After a year and a half in office, French President Francois Hollande has turned away from his Socialist economic policies. But the country doesn't seem to care and is more interested in his personal affairs anyway.
"I am a Social Democrat!" Francois Hollande stands before 600 journalists in the main hall of the Elysée Palace and persists with the point. Framed by heavy curtains and the French national flag, he addresses the New Year's press conference, always a major media event in France.
And it is also the president's chance to set the course. Hollande wants to talk about politics. And about the economic recovery. "I have a conviction. It is strong," he says. "If France wants to maintain her influence in the world, if she wants to continue to help make decisions in Europe, and if she wants to remain in charge of her own fate, then she urgently needs to find new economic strength."
'Elected with the help of the left'
These 40-minute presidential monologues always serve the same purpose - to give the French renewed faith in their country's strength. But the way there requires nothing less than a radical change of course - less welfare, more market, more individual responsibility.
Hollande spoke of measures to stoke the economy, of cuts to the national budget and social services, and of a "responsibility pact," meant to lower wage costs for firms by some 35 billion euros ($48 billion). The pay-off which he promises is new jobs.
His positioning is clear, but the man with the Socialist credentials has no intention of losing his Social Democrat status. "I was elected with the support of the Socialist party and the left," he says. "Of course, I have always remained true to my convictions. Am I a Social Democrat? Yes! And this responsibility pact is no more than a social compromise. I haven't suddenly fallen into economic liberalism."
Saving till 2017
The president has been practicing this routine for more than two weeks now. In his televised New Year's address he made clear that 15 billion euros needed to be saved in 2014, and 50 billion by 2017. A new authority will be established to check every expense, called the "strategic expenses council."
"A lot of people will ask, 'why aren't you encouraging demand?' I will tell you: if all a left-wing politician did was to enlarge the deficit, then you'd have to describe my predecessor [conservative President Nicolas Sarkozy] as a left-wing extremist."

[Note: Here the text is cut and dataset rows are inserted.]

PR #4776, opened 2026-03-12
Use new DVLA endpoints when sending letters 

klssmith:
This changes the `send_letter` method of the `DVLAClient` to send the letter in a different way - by uploading the file before making the POST request.

Currently, sending a letter is done in a single request to the `/v1/print/jobs` endpoint that includes the file.

The new way of sending involves making 3 requests:
1. A GET request to `/v1/print/files/upload-url` to get a presigned URL
2. A PUT request to upload the letter file to the URL returned by step 1
3. A POST request to `/v1/print/jobs` with the `uploadId` from step 1 included in the request data

These three requests are all made consecutively from the same method, which means we don't need to store the URL and uploadId from step 1 - they are used immediately.

Any of the stages failing with a retryable error will result in the whole `deliver_letter` task being retried. It is possible for a letter to be uploaded successfully at stage 2, then a failure at stage 3 cause the task to retry and it to be uploaded again to a new presigned URL before being sent. If a letter is uploaded but there is no corresponding print request for the uploadId associated with the presigned URL, the file will not be sent by the DVLA and will get deleted.

Screenshot 2026-04-10 at 08 14 26

# Error handling at the new stages of sending a letter
**Stage 1** Getting a presigned URL requires authentication so has the same error handling as making the POST request.

**Stage 2** We don't handle the case of a URL having expired when uploading a file to it - URLs are valid for 1 hour and the delay between getting a new URL and using it is seconds at most. We treat rate limit errors (503s) from this endpoint like any other 5xx status code and retry. We don't expect to see rate limiting here because we'd hit rate
limiting in stage 1 first.

### DIFF
--- a/app/clients/letter/dvla.py
+++ b/app/clients/letter/dvla.py
@@ -1,4 +1,3 @@
-import base64
 import contextlib
 import secrets
 import string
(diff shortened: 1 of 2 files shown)


joybytes (approved):
this looks good to me and the tests are very thorough

joybytes:
will we be doing any manual tests with this change?
by manual I mean, sending actual letters?

klssmith:
> will we be doing any manual tests with this change? by manual I mean, sending actual letters?

There's currently ongoing testing of the change in test environments (sending from our test environment to the DVLA one), and that has confirmed that this change is sending the right data across and works. The plan before deploying this to production is to manually send a few real letters in production using this code earlier in the day before all letters get automatically sent in the evening. But I'll write down the planned steps etc. once this is ready to deploy so that people have a chance to review them

PR #4807, opened 2026-04-02
refactor: move notifications and jobs to read replica

joybytes:
## Summary
Directed queries from the following endpoints to read replica

- /service/{service_id}/job/scheduled-job-stats
- /service/{service_id}/job/{job_id}/notifications
- /service/{service_id}/job
- /service/{service_id}/notifications/count
- /service/{service_id}/notifications/monthly

###  Ticket
[DB Replica - Admin Dashboard: Notifications & Jobs](https://trello.com/c/rb1NBhGU/1737-db-replica-admin-dashboard-notifications-jobs)

### DIFF
--- a/app/dao/jobs_dao.py
+++ b/app/dao/jobs_dao.py
@@ -8,6 +8,7 @@ from notifications_utils.letter_timings import (
     letter_can_be_cancelled,
 )
 from sqlalchemy import and_, asc, desc, func
+from sqlalchemy.orm import Session, scoped_session
 
 from app import db, redis_store
 from app.constants import (
@@ -31,7 +32,7 @@ from app.models import (
     ServiceDataRetention,
     Template,
 )
-from app.utils import midnight_n_days_ago
+from app.utils import midnight_n_days_ago, retryable_query
 
 
 def dao_get_notification_outcomes_for_job(job_id):
@@ -85,11 +86,13 @@ def dao_get_jobs_by_service_id(
     )
 
 
+@retryable_query()
 def dao_get_scheduled_job_stats(
     service_id,
+    session: Session | scoped_session = db.session,
 ):
     return (
-        db.session.query(
+        session.query(
             func.count(Job.id),
             func.min(Job.scheduled_for),
         )
--- a/app/job/rest.py
+++ b/app/job/rest.py
@@ -3,6 +3,7 @@ from datetime import UTC
 import dateutil
 from flask import Blueprint, current_app, jsonify, request
 
+from app import db
 from app.aws.s3 import get_job_metadata_from_s3
 from app.celery.tasks import process_job
 from app.config import QueueNames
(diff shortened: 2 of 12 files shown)


app/dao/jobs_dao.py
```diff
@@ -299,16 +306,28 @@ def find_missing_row_for_job(job_id, job_size):
 
 @redis_cache.set("job-{job_id}-notification-outcomes", ttl_in_seconds=timedelta(days=1).total_seconds())
 def get_possibly_cached_notification_outcomes_for_job(
```
spatel033, line 304: The data is cached here, so we don’t need to use the read replica.

app/job/rest.py
spatel033, line 67: `get_job_by_service_and_job_id` is used in `cancel_job`. After cancelling the job in the primary database, it immediately tries to fetch the job from the replica database. This can return an outdated status for the cancelled job.

It would be better not to move `get_job_by_service_and_job_id` to the replica for now, or to add extra logic to handle this edge case.

app/upload/rest.py
```diff
@@ -47,7 +48,10 @@ def get_paginated_uploads(service_id, limit_days, page):
         }
         if upload.upload_type == "job":
             upload_dict["statistics"] = get_possibly_cached_notification_outcomes_for_job(
```
spatel033, line 49: The data is cached here, so we don’t need to use the read replica.

app/dao/jobs_dao.py
joybytes: Hey, just checking this again

`get_possibly_cached_notification_outcomes_for_job` it only skips DB work on a Redis cache hit, on a cache miss, it still queries via the passed session.

Are you suggesting that if there is any sort of caching involved we should not call replica at all?

app/upload/rest.py
joybytes: same as this comment https://github.com/alphagov/notifications-api/pull/4807#discussion_r3080640484

app/dao/jobs_dao.py
joybytes: I think I understood the flow a bit better and just want to check with you before pushing the change


I think this commit should be removed then 389a9bb5a8b6aef6cd7d99e0fd94f8dc588de1a0

`cancel_job` -> `get_job_by_service_and_job_id` -> ` dao_get_notification_outcomes_for_job` (Like you mentioned - it makes sense to keep this in primary)

`dao_get_notification_outcomes_for_job` is also used in `get_possibly_cached_notification_outcomes_for_job` which you mentioned below that since it has cache involved, we should hit the primary

`get_possibly_cached_notification_outcomes_for_job` is also used in get_jobs_by_service(`get_paginated_jobs`) and `get_paginated_uploads`

`get_paginated_jobs` calls `dao_get_jobs_by_service_id` we should probably get that information from primary too to make the whole flow consistent.

what do you think?

joybytes: I removed the commit ✅

spatel033 (approved):

PR #4824, opened 2026-04-16
Remove `send_files_via_ui` service permission

rparke:
🚨 🚨 🚨 **DO NOT MERGE UNTIL https://github.com/alphagov/notifications-admin/pull/5858 is merged and deployed** 🚨 🚨 🚨 

remove "send_files_via_ui" service permission

removes the "send_files_via_ui" service permission when the send files via email feature is released.

### DIFF
--- a/migrations/versions/0549_remove_send_files_via_ui.py
+++ b/migrations/versions/0549_remove_send_files_via_ui.py
@@ -1,0 +1,21 @@
+"""
+
+Create Date: 2026-04-23 14:00:00.0
+Revision ID: 0549_remove_send_files_via_ui
+Revises: "0548_letter_rates_from_3_5_26"
+
+"""
+
+revision = "0549_remove_send_files_via_ui"
+down_revision = "0548_letter_rates_from_3_5_26"
+
+from alembic import op
+from sqlalchemy import text
+
+def upgrade():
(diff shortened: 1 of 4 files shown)


migrations/versions/0549_remove_send_files_via_ui.py
```diff
@@ -0,0 +1,24 @@
+"""
+
+Create Date: 2026-04-13 04:00:11.329567
+Revision ID: 0548_letter_rates_from_3_5_26
```
joybytes: `Revision ID: 0549_remove_send_files_via_ui
Revises: 0548_letter_rates_from_3_5_26`

migrations/versions/0549_remove_send_files_via_ui.py
```diff
@@ -0,0 +1,24 @@
...
+Revises: 0547_new_sms_allowance_n_rate
+
+"""
+
+revision = "0549_remove_send_files_via_ui"
+down_revision = "0548_letter_rates_from_3_5_26"
+
+import uuid
+from datetime import datetime
```
joybytes: I think we can remove some of these imports as they are not being used

joybytes (approved):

Hollande affair rumors overshadow speech
This press conference, a state-underpinning event, is certainly not intimate, but it offers Hollande a suitable platform for another issue that Hollande wants to promote in the coming year: Europe and its Franco-German engine.
"The initiatives for Europe must come from Germany and France," he said. "We have to cooperate economically and socially. Germany's grand coalition has just decided to introduce a minimum wage. That is a first step. We for our part have to balance our tax policy."
His next vision is a joint German-French energy transition. "Germany has a head-start in renewables, but we have our vanguard in energy storage and power grids," he said. "We have to work together to expand new industrial branches. We are very proud of Airbus, now we want joint action for the energy transition."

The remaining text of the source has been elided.